As the cell and gene field builds off a quarter of great scientific progress, the industry may be teetering on the brink of transforming medicine as we know it.
At the Fierce Biotech Summit last week, Avrobio CEO Geoff MacKay shared his insight on the current cell and gene landscape, and what the outlook is like for reimbursement once more programs pass the FDA threshold. He pointed to an estimated15 companies in the field preparing to file for approval with the agency in 2023.
“You can slice and dice that any way you want,” the CEO of the Massachusetts-based biotech said of the expected FDA submission number. “If half of those actually lead to approvals, that’s a measurable change in healthcare.”
Those submissions include Vertex and CRISPR’s exa-cel, an ex-vivo gene-edited therapy for patients with sickle cell disease and transfusion-dependent beta thalassemia. If given the green light, it would be the first FDA-approved gene therapy to treat sickle cell disease, not to mention the first CRISPR therapy for a genetic disease.
Further up the cell and gene pipeline are around 200 companies actively conducting phase 3 clinical trials, MacKay said. If even a third of those late-stage products make it to market, the healthcare system is poised for a “very, very, very big change,” he explained, with single infusions potentially replacing a multitude of lifelong therapies for chronic conditions.

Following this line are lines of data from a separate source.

PR #1115, opened 2023-09-02
Remove unnecessary policy reload in Outcome-Sampling MCCFR

asaf92:
There's a redundant assignment to the `policy` variable.

I think `policy` needs to be re-assigned, but only after the regrets have been updated. This way the avg strategy is updated according to the new strategy, not the previous strategy.

Let me know if you think this is wrong

### DIFF
--- a/open_spiel/python/algorithms/outcome_sampling_mccfr.py
+++ b/open_spiel/python/algorithms/outcome_sampling_mccfr.py
@@ -118,11 +118,8 @@ class OutcomeSamplingSolver(mccfr.MCCFRSolverBase):
     for aidx in range(num_legal_actions):
       value_estimate += policy[aidx] * child_values[aidx]
 
+    # Update regrets and avg strategies
     if cur_player == update_player:
-      # Now the regret and avg strategy updates.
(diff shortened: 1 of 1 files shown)


asaf92:
> > Let me know if you think this is wrong
> 
> Ah yes, this is intentional. The idea being that that you should be computing the average for the strategies as they were before you modify them. The importance sampling term is also computed using these unchanged policies.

“The disruptive technology is here,” McKay said. “It’s proven it works.”
As recently as 2019, the FDA said it was expecting to approve 10 to 20 cell and gene products a year starting in 2025. The estimation was based on an analysis of the industry pipeline at the time and clinical success rates.

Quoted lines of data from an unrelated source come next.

Issue #1117, opened 2023-09-10
Enhance Bridge State


ZiggerZZ:
Hello,

I would like to propose a bridge state features enhancement to include more tricks from the past play. With 13 tricks every `state.observation_tensor()` would represent the full history of the card playing phase.

Here's my proposal: we introduce two params, `num_tricks` that defaults to 2 (as of the current implementation) and `absolute_order` (default `true`), that we can use like that: `GAME = pyspiel.load_game("bridge(use_double_dummy_result=false, num_tricks=13,absolute_order=false)")`.

`absolute_order=true` would indicate that the tricks in the observation tensor would be stored in the absolute order: 1st trick, 2nd trick, ..., current trick, ..., zeros (for futures tricks).
`absolute_order=false` would indicate that the tricks in the observation tensor would be stored in the relative order: current trick, previous trick, ..., zeros (for futures tricks). I find this representation better for RL algorithms. 

Here's a working implementation of `num_tricks=13, absolute_order=true` (replace lines 340-360 in [bridge.cc](https://github.com/google-deepmind/open_spiel/blob/master/open_spiel/games/bridge/bridge.cc#L340)):

```c++
    // Indexing into history for recent tricks.
    int current_trick = num_cards_played_ / kNumPlayers;
    int this_trick_cards_played = num_cards_played_ % kNumPlayers;
    int this_trick_start = history_.size() - this_trick_cards_played;

    // All previous tricks
    for (int j = 0; j < current_trick; ++j) {
      int leader = tricks_[j].Leader();
      for (int i = 0; i < kNumPlayers; ++i) {
        int card = history_[this_trick_start - kNumPlayers * (current_trick - j) + i].action;
        int relative_player = (i + leader + kNumPlayers - player) % kNumPlayers;
        ptr[relative_player * kNumCards + card] = 1;
      }
      ptr += kNumPlayers * kNumCards;
    }

    // Current trick
    if (phase_ != Phase::kGameOver) {
      int leader = tricks_[current_trick].Leader();
      for (int i = 0; i < this_trick_cards_played; ++i) {
        int card = history_[this_trick_start + i].action;
        int relative_player = (i + leader + kNumPlayers - player) % kNumPlayers;
        ptr[relative_player * kNumCards + card] = 1;
      }
    }
    // move point for current and future tricks to have a fixed size tensor
    ptr += kNumPlayers * kNumCards * (kNumTricks - current_trick);
```

[...]

PR #1118, opened 2023-09-18
Bridge

ZiggerZZ:
Hello!

This is the implementation of #1117. It is _not_ ready to be merged yet - I need to change all `binvec`s in `bridge(use_double_dummy_result=false).txt` to reflect the change of the order of the tricks (from `[previous, current]` to `[current, previous]`). As suggested by @elkhrt, I didn't introduce `absolute_order` parameter.
If this approach is fine with you, I'll update the tests and the PR will be ready to be merged.


ZiggerZZ:
Fixed the tests. Since I swap the current and the previous tricks, I needed to swap those in the binary representations.
Here's the script that takes `bridge(use_double_dummy_result=false).txt` and modifies hex values for state observations only for the playing phase (hence condition `idx > 700`). I used this script to patch the tests.

```python
def change_order(hex_value):
    int_value = int(hex_value, 16)  # Convert the hex string to an integer
    binary_str = bin(int_value)[2:]  # Convert the integer to binary and remove the '0b' prefix
    length_required = 571
    binary_str_padded = binary_str.zfill(length_required)
    index_previous_start, index_previous_end = 129, 337
    index_current_start, index_current_end = 337, 545
    new_string_binary = binary_str_padded[:index_previous_start] + binary_str_padded[index_current_start:index_current_end] + binary_str_padded[index_previous_start: index_previous_end] + binary_str_padded[index_current_end:]
    int_value_from_binary = int(new_string_binary, 2)
    hex_str = hex(int_value_from_binary)
    return hex_str

file_path = "./bridge(use_double_dummy_result=false).txt"

with open(file_path, 'r') as file:
    lines = file.readlines()

for idx, line in enumerate(lines):
	# only apply to lines after bidding
    if "binvec" in line and idx > 700:
        hex_value = line.split(', ')[-1].split(')')[0]  # Extract the hex value
        new_hex_value = change_order(hex_value)
        lines[idx] = line.replace(hex_value, new_hex_value)  # Replace old hex value with the new one

with open(file_path, 'w') as file:
    file.writelines(lines)
```

open_spiel/games/bridge/bridge.cc
```diff
@@ -357,13 +350,42 @@ void BridgeState::WriteObservationTensor(Player player,
...
+        kNumBidLevels                           // What the contract is
+        + kNumDenominations                     // What trumps are
+        + kNumOtherCalls                        // Undoubled / doubled / redoubled
+        + kNumPlayers                           // Who declarer is
+        + kNumVulnerabilities                   // Vulnerability of the declaring side
+        + kNumCards                             // Our remaining cards
+        + kNumCards                             // Dummy's remaining cards
+        + num_tricks_ * kNumPlayers * kNumCards // Number of played tricks
+        + kNumTricks                            // Number of tricks we have won
+        + kNumTricks;                           // Number of tricks they have won
```
MattX, line 388: Might be a good idea to make this a function, since you do the same calculation in `GetObservationTensorSize`.

open_spiel/games/bridge/bridge.h
```diff
@@ -221,14 +208,31 @@ class BridgeGame : public Game {
...
+        + kNumOtherCalls                        // Undoubled / doubled / redoubled
+        + kNumPlayers                           // Who declarer is
+        + kNumVulnerabilities                   // Vulnerability of the declaring side
+        + kNumCards                             // Our remaining cards
+        + kNumCards                             // Dummy's remaining cards
+        + num_tricks * kNumPlayers * kNumCards  // Number of played tricks
+        + kNumTricks                            // Number of tricks we have won
+        + kNumTricks;                           // Number of tricks they have won
+    int kObservationTensorSize = kNumObservationTypes + std::max(kPlayTensorSize, kAuctionTensorSize);
+    return kObservationTensorSize;
```
MattX, line 231: nit: You can probably collapse this into a single line; I would also move the entire function inside `ObservationTensorShape` since it isn't used anywhere else.

ZiggerZZ:
Taken @MattX's review into account

lanctot:
Thanks for this and to @MattX for the review.

We should be able to pull this in soon. I'll just quickly run it by Ed early next week.

lanctot:
BTW @ZiggerZZ, you can always simply regenerate those playthroughs given the new implementation using this script: https://github.com/google-deepmind/open_spiel/blob/master/open_spiel/scripts/regenerate_playthroughs.sh

ZiggerZZ:
Thanks @lanctot! I wanted to verify the correctness of the implementation by writing that logic of modifying the existing observation tensors.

Avrobio’s CEO thinks the industry is now working to soften some of the rough edges unique to cell and gene therapies, such as addressing safety signals as well as chemistry, manufacturing and control issues. Amid work to overcome such science-specific challenges, an even greater obstacle looms over the sector—who will pay for the therapies?
Since the FDA approved Novartis’ Zolgensma in 2019, society has grappled with the high price of such therapies. In the past few months, bluebird bio has surpassed that price marker, with its beta thalassemia therapy Zynteglo’s $2.8 million tag quickly outdone by Skysona’s $3 million label. The biotech has struggled in some regions due to these high costs, winding down its operations in Europe due to a so-called “broken market.”

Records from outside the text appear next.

PR #1124, opened 2023-10-15
Modularize the CMake build targets of each game

jthemphill:
This PR modularizes the dependencies for `amazons`. If you approve of my general direction, I'll extend this to all the games, which should cut the test folder's size from 600MB to 100MB and reduce test linkage time by 33%.

While trying to build the test for one of the games, I noticed the `Makefile` had me building *every* game:

```
jhemphill@CeilingComp:~/oss/open_spiel/build$ make -j$(nproc) amazons_test
[  0%] Built target absl_spinlock_wait
...
[ 52%] Built target absl_flags_parse
Consolidate compiler generated dependencies of target bots
Consolidate compiler generated dependencies of target utils
Consolidate compiler generated dependencies of target game_transforms
Consolidate compiler generated dependencies of target bridge_double_dummy_solver
[ 52%] Built target tests
Consolidate compiler generated dependencies of target algorithms
[ 52%] Built target bots
[ 54%] Built target utils
[ 54%] Building CXX object game_transforms/CMakeFiles/game_transforms.dir/start_at.cc.o
...
[ 58%] Building CXX object games/CMakeFiles/games.dir/battleship/battleship.cc.o
[ 62%] Building CXX object games/CMakeFiles/bridge_double_dummy_solver.dir/bridge/double_dummy_solver/src/TimerList.cpp.o
[ 62%] Building CXX object algorithms/CMakeFiles/algorithms.dir/evaluate_bots.cc.o
[ 62%] Building CXX object games/CMakeFiles/games.dir/blackjack/blackjack.cc.o
...
```

In addition to building everything, it seems to have linked everything in as well, resulting in a 7.4MB test:

```
jhemphill@CeilingComp:~/oss/open_spiel/build$ ls -lh games/amazons_test 
-rwxr-xr-x 1 jhemphill jhemphill 7.4M Oct 14 17:23 games/amazons_test
```

Since every test links every game in, every test is at least 7.4MB:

While there’s no guarantee, or as MacKay puts it, no “god-given right to get reimbursement,” the CEO believes companies that demonstrate an attractive cost offset and health benefit for their therapies are likely to get some sort of compensation.
“It’s wonderful to be sitting here in September of 2022,” MacKay said, noting that his outlook is very different from a year ago. The CEO told the summit that society has proven its willingness to reimburse for safe and effective therapies, pointing to several recent examples including Orchard Therapeutics’ Libmeldy in Germany and BioMarin’s Roctavian across Europe.
For now, privately owned biotechs with earlier-stage assets have to focus on securing investor funds amid the bear market as others push their later-stage programs to the FDA’s doors.